• **PROBLEM DESCRIPTION**:
Return, word for word, the lines of the listing below from the one with "suyograo: Shouldn't there" through the one with "suyograo: Can you", and no other lines.

• **DATASET RECORDS**:
[Start of Attachment]
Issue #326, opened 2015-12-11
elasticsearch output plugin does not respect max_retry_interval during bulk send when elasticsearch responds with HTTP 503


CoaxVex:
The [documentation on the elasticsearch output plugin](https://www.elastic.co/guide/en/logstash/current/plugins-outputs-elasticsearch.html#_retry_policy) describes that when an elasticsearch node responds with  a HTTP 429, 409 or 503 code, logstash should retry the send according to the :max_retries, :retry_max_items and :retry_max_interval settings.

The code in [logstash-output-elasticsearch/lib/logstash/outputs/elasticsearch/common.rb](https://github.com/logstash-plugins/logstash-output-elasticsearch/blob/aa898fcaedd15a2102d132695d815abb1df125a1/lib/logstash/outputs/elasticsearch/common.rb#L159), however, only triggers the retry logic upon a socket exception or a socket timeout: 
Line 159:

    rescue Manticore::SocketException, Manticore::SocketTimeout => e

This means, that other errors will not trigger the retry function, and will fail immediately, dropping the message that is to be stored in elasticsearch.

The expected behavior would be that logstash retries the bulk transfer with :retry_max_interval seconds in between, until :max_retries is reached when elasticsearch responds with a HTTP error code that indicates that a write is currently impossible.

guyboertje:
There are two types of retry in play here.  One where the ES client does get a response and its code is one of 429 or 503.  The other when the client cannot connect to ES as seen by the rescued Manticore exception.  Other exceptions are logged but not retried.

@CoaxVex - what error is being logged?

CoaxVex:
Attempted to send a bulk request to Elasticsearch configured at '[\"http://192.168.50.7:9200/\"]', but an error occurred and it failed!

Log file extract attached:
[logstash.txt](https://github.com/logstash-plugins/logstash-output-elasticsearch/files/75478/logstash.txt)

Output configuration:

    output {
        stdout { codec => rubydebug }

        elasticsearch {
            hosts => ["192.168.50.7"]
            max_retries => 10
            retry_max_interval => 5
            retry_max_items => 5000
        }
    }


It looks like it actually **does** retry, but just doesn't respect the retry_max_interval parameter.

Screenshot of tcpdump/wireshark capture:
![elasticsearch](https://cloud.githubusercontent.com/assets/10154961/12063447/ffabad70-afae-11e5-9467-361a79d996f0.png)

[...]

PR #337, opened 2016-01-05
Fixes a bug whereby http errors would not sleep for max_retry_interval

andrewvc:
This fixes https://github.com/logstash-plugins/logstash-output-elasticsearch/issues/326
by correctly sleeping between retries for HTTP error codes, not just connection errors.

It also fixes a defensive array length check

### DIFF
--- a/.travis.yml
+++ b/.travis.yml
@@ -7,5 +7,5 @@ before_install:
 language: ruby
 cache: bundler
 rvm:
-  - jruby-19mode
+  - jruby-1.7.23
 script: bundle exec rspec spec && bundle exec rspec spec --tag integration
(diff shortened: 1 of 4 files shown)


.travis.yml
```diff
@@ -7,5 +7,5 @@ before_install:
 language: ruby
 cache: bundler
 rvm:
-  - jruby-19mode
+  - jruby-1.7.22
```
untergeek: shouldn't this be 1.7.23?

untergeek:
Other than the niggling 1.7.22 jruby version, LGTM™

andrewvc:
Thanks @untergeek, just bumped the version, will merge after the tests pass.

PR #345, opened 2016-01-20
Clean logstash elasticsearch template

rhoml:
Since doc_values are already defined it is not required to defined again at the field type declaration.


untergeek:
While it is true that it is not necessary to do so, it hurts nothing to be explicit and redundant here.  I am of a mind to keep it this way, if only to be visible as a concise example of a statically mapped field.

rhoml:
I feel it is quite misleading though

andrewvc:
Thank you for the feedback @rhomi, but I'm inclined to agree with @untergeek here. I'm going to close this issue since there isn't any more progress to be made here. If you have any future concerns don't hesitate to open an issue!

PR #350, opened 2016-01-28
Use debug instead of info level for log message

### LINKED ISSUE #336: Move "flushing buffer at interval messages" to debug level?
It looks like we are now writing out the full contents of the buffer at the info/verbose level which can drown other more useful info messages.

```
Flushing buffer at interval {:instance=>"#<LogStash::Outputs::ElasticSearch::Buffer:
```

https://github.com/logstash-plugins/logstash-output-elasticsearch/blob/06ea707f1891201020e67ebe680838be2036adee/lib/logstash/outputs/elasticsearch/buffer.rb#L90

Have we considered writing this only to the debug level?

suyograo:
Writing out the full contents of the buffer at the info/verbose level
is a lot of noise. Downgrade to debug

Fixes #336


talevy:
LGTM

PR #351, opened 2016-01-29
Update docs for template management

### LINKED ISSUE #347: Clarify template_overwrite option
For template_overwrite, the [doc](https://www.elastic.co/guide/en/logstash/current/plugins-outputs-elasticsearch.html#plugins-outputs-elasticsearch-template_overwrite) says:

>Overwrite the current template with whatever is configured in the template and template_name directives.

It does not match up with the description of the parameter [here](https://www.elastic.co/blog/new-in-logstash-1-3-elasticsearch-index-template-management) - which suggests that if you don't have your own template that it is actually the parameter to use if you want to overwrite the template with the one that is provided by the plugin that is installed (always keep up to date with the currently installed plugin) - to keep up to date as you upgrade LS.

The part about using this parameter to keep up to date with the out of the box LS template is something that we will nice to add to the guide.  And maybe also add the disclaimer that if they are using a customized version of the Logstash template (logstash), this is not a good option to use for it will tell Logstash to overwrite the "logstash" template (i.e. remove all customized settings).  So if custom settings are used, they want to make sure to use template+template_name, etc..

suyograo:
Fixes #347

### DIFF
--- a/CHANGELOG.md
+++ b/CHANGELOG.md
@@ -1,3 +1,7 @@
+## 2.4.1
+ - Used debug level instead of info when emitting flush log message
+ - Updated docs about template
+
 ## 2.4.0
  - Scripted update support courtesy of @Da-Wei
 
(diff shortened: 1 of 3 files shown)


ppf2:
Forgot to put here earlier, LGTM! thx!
[End of Attachment]
[Start of Attachment]
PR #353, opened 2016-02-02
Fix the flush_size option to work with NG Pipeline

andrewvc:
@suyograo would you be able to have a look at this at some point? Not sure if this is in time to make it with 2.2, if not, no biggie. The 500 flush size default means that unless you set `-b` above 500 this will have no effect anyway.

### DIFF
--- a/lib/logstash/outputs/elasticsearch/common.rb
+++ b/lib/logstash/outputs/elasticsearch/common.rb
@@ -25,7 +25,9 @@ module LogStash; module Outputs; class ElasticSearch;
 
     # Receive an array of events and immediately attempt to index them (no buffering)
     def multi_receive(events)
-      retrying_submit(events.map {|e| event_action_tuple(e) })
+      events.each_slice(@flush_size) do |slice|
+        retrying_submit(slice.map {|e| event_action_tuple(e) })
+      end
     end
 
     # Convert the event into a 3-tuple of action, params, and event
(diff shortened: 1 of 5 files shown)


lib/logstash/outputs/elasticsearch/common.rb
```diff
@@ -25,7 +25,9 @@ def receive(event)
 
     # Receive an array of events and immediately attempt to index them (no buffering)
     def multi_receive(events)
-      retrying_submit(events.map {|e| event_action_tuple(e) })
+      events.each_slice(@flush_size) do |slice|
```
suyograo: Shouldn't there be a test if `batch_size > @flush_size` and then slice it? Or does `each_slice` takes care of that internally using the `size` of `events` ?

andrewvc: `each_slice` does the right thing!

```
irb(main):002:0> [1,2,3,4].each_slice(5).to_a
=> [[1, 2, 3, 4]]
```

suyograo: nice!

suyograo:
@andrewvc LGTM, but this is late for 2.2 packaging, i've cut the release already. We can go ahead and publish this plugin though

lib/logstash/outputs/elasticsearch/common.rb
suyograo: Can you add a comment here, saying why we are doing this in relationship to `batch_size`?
[End of Attachment]
• **ANSWER BOX**:
suyograo: Shouldn't there be a test if `batch_size > @flush_size` and then slice it? Or does `each_slice` takes care of that internally using the `size` of `events` ?

andrewvc: `each_slice` does the right thing!

```
irb(main):002:0> [1,2,3,4].each_slice(5).to_a
=> [[1, 2, 3, 4]]
```

suyograo: nice!

suyograo:
@andrewvc LGTM, but this is late for 2.2 packaging, i've cut the release already. We can go ahead and publish this plugin though

lib/logstash/outputs/elasticsearch/common.rb
suyograo: Can you add a comment here, saying why we are doing this in relationship to `batch_size`?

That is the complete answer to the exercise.